◆ Material shown:
#####
PR #282, opened 2026-09-17
fix(ingest): a member held by std::unique_ptr or std::shared_ptr recorded no type, so calls through it guessed

joyful-ii-V-I:
## The defect

`src/ingest_relations.h` `captureFields` builds the S5-E HAS-A record that feeds Rule 2b's `fieldTypeByClass`
(`src/graph.h` `buildFieldNarrowTables`). It read a qualified type only when a `type_identifier` sat directly under the
`qualified_identifier`. In `std::unique_ptr<ToolOutputFile> OutputFile;` the name there is a `template_type`, so the member
recorded **no type at all**, and every `OutputFile->keep()` took the bare-name ladder (a split, a locality pick or no
edge). `std::string name_;` was recorded (qualifier `std`, refused later), but no smart-pointer member ever was.

## The change (decided by measurement)

- **Capture.** A member written `std::unique_ptr<T>` / `std::shared_ptr<T>` records T's final segment and T's written
  namespace (so `std::unique_ptr<std::string>` is refused like any std type), marked `viaArrow`. These record nothing,
  as before: a pointer to the smart pointer, `T[]`, a primitive, and a qualified-template pointee.
- **Receiver shape at resolve time.** It was not available: `RecvKind::NamedVar` covers both `.` and `->`. Every
  C++/ObjC call reference now records `viaArrow` (read off `field_expression`'s `operator`). Rule 2b requires it on an
  arrow-only field. `p->m()` narrows to `T::m`, and `p.m()` stays on the unchanged ladder, because it names the smart
  pointer's own `reset`/`get`.
- **Tombstone.** `FlatRecvType` gains `arrowOnly`, and `recordFlatRecvTypeFact` treats "T through `->`" and "T as the
  member" as different facts. Two same-named classes that disagree now tombstone, as two types already did.
- **`--uses=Owner.field`** reads the same record, so `w_->level` pins to the pointee's `level`. A std smart pointer has no
  data members, so a `.` read cannot mean anything else.
- **HAS-A output is unchanged.** The compose block skips the new records.
- **Format.** The ref record grows one u8: `kCacheVersion` 22 → 23, `kParserVer` 103 → 104 (the next free number over
  main; a train renumbers it), both `quality.h` mirrors, and `kMinRefRecordBytes` 39 → 40. Its runtime tripwire caught
  the stale value on the first run.

**Rejected by measurement:** recording every other `std::Tmpl<…>` member (vector, optional, unordered_map) as a std
type, which only tombstones same-named classes' members. On rocksdb and llvm-project that moved 6 sites and every one
got worse: 4 correct narrows lost (db_stress `Stats#hist_` against db_bench's `unordered_map` `hist_`, and llvm AMDGPU
`SIMachineFunctionInfo#ArgInfo` against its YAML twin's `std::optional`), 1 turned into a wrong split, and 1 moved to the
enclosing class's own method. It refused no wrong narrow.

## Measured

Method: `--pin-census --no-cache` on main `a5ce95e2` against this branch. C rows are joined on (caller id, callee, line);
a site counts as retargeted when its target multiset differs.

| corpus | retargeted | gained | changed | lost | bound |
| --- | ---: | ---: | ---: | ---: | ---: |
| rocksdb @ 0e2801ac3 | 809 | 448 | 355 | 6 | +442 |
| llvm-project @ 4d5358b1d | 793 | 498 | 295 | 0 | +501 |

rocksdb's 6 lost rows: five ObjectRegistry `parent_->Dump()`-style calls now resolve to their own method (a
`shared_ptr<ObjectRegistry>` parent, and the census omits self edges), and one `Rep::file->file_name()` is now
tombstoned where it used to hit the wrong class.

**Blinded grade.** A seeded (20260917), stratified sample of 60 retargets. Strata: rocksdb 12 gained / 12 changed / all 6
lost; llvm 15 gained / 15 changed. Answers were shown in random A/B order, the key was kept outside the grading directory,
and four independent graders read source under the previous lane's rubric (WRONG < NONE < PARTIAL < RIGHT):

| stratum | better | same | worse |
| --- | ---: | ---: | ---: |
| rocksdb gained | 11 | 0 | 1 |
| rocksdb changed | 8 | 2 | 2 |
| rocksdb lost | 6 | 0 | 0 |
| llvm gained | 15 | 0 | 0 |
| llvm changed | 13 | 2 | 0 |
| **all** | **53** | **4** | **3** |

The 3 worse sites are limits Rule 2b already had, now reached through a smart pointer. One is a pointee class name
(`Iterator`) shared with nested `MemTableRep::Iterator` classes. Symbol scopes drop namespaces, so `Iterator::key` finds
the nested ones. The other two are overload picks (`WritableFile::Append`, `Cache::Release`) that miss a default argument.

**Is the `->` bit worth a format byte?**
- Without it, 9 llvm sites bind the pointee's same-named method: `MC.reset(new MCContext…)`, `MII.get()`,
  `DT.reset(new DominatorTree…)` and more. All 9 are `.` calls on the smart pointer. rocksdb has none.
- A list of smart-pointer member names (refuse `reset`/`get`/… without knowing `.` vs `->`) would also refuse 38 llvm
  narrows this change makes through `->` (31 `->get()`, 7 `->reset()`).

Cost: the rocksdb cache grows 356,502 B (+1.15%). The warm census equals the cold one on rocksdb.

## The two named llvm sites: neither is reached by this change alone (measured)

- **`llvm/lib/DebugInfo/LogicalView/Core/LVReader.cpp:175` `OutputFile->keep()`** still has no edge. The capture now
  types `LVSplitContext#OutputFile` as `ToolOutputFile`, arrow-only. But two lines up,
  `OutputFile = std::make_unique<ToolOutputFile>(…)` is a C++ assignment, and it mints a local binding for `OutputFile`.
  Rule 2b's local-shadow veto (`localNameSet` takes every binding kind) then refuses the member. The proof: in a
  three-file copy, deleting that one assignment line makes the site `receiver-rule → ToolOutputFile::keep`. With a decoy
  `keep` added, the unchanged copy pins the decoy instead. In C++ an assignment never declares, so this is a separate
  veto defect.
- **`llvm/lib/Transforms/IPO/SampleProfile.cpp:1962` `Reader->read()`**: `Reader` is declared in the base
  `SampleProfileLoaderBaseImpl<FT>` (`SampleProfileLoaderBaseImpl.h:318`). Rule 2b looks fields up on the enclosing
  class only (`SampleProfileLoader#Reader`), so the base-class member is never found.

## Gates

`test/fieldnarrowcheck.sh` **arm p**, written first.
- Fixture: `std::unique_ptr<Widget>`, `std::shared_ptr<Widget>` and `std::unique_ptr<store::Blob>` members, each
  called next to a same-named decoy.
- Controls: `std::vector<Widget> v_; v_.size()`, an in-repo `Holder<Widget>` and an in-repo `util::Box<Widget>`.
- Collisions: a std pointee and a `.`/`->` pair, each in both record orders.

**Red on `a5ce95e2`:** p1–p4 (the narrow), p7 (`--uses`), all four p8 tombstones, and p9 (the warm cache).

**Mutations** (each built, run and reverted):

| mutation | turns red |
| --- | --- |
| ignore the `->` bit | p5 (`w_.reset()`) |
| read through any template | both p6 in-repo template controls |
| drop the arrow-only tombstone | a p8 row |

Also updated:
- `test/cachefuzzcheck.sh`'s record walker learns the new byte (Part 3 went red without it).
- `test/qschemetrip.hash` is re-pinned for both versions, with a RE-PIN LOG entry.

Results:
- Full suite, one run on `2e81e1dc` (the fix commit): `gates=646 pass=642 skip=2 fail=2 wall=1175.3s jobs=6`. The skips
  are the two environmental ones (`argvdiffcheck`, `editchecknotecheck`). Both failures were one arm:
  `localitycheck` (6), which `canoncheck` also runs. That arm used `std::unique_ptr<Target> rep_` as its example of "a
  member type Rule 2b cannot read", and this change makes that type readable, so `rep_->pick()` correctly narrowed. The
  second commit `ad7a9d56` keeps the arm's intent with `ns::Handle<Target> rep_` and adds arm 6b for the smart-pointer
  narrow (6b is red on `a5ce95e2`). After it, `localitycheck`, `canoncheck`, `gateexitcheck`, `manifestcheck`,
  `gatecountcheck`, `versioncheck` and `g1freshcheck` all pass. **No single run is all-green**: the second commit changes
  only test files, and its union with the full run is.
- Targeted and green on the fix binary: cache family, `chainguardcheck`, `clsrecvcheck`, `composelangcheck`,
  `cppqualcheck`, `cpptmplscopecheck`, `decltodefcheck`, `fieldnarrowcheck`, `fieldusescheck`, `importnarrowcheck`,
  `narrowcheck`, `narrowlangcheck`, `pincensuscheck`, `qextractionkeycheck`, `qschemetripcheck`, `rangecomposecheck`,
  `shadowcheck`, `showcasecapturecheck` (graph.h is line-neutral above `rankGraphTeleport`), `typerefcheck`.
- ASan+UBSan+LSan: `fieldnarrowcheck` ALL PASS under `asan/ripwire` with no sanitizer lines, and so were the shape probe,
  the LVReader slice and rocksdb.
- Determinism: the rocksdb and self maps are byte-identical across runs and well-formed (`xmllint`).
- `--quality-delta=$(git merge-base origin/main HEAD)..HEAD`: **gating="0"**, 4 minor rows. They are captureFields
  complexity 75→81 and verbosity 121→135, captureTagsFacts verbosity +1, and `recordFlatRecvTypeFact`'s added
  parameter. The working-tree form had also shown 3 gating `short-horizon-churn` rows, on the two version mirrors and
  `recordFlatRecvTypeFact`. All three are symbols this change has to edit, and none is in a foreign file.

**Train note.** `kParserVer` 104 and `kCacheVersion` 23 are claims. #278 also takes cache version 23, so the train
builder assigns the final numbers and re-pins `qschemetrip`.

## Pins moved

- `test/qschemetrip.hash`: `95a27416…` → `f7ffb332…` (kParserVer 104, kCacheVersion 23; log entry in `test/qschemetripcheck.sh`)
- `kMinRefRecordBytes` 39 → 40 (`src/ingest_cache.h`, derived by its own runtime tripwire)
- `test/localitycheck.sh` arm 6 fixture member `std::unique_ptr<Target>` → `ns::Handle<Target>`; new arm 6b

## Summary by CodeRabbit

- **Bug Fixes**
  - Improved C++ member resolution for `std::unique_ptr` and `std::shared_ptr`.
  - Calls using `->` now resolve against the smart pointer’s pointee type.
  - Calls using `.` continue to resolve against the smart pointer type.
  - Improved handling of conflicting member types and qualified pointee types.

- **Tests**
  - Added regression coverage for smart-pointer access, cache compatibility, determinism, and unsupported template cases.


joyful-ii-V-I:
This PR is part of integration train 5, #284, and will show as merged when that train lands.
#####
◆ Assignment:
Scan the material above for lines holding the string "ToolOutputFile" and copy those lines.

◆ Exercise output:
`qualified_identifier`. In `std::unique_ptr<ToolOutputFile> OutputFile;` the name there is a `template_type`, so the member
  types `LVSplitContext#OutputFile` as `ToolOutputFile`, arrow-only. But two lines up,
  `OutputFile = std::make_unique<ToolOutputFile>(…)` is a C++ assignment, and it mints a local binding for `OutputFile`.
  three-file copy, deleting that one assignment line makes the site `receiver-rule → ToolOutputFile::keep`. With a decoy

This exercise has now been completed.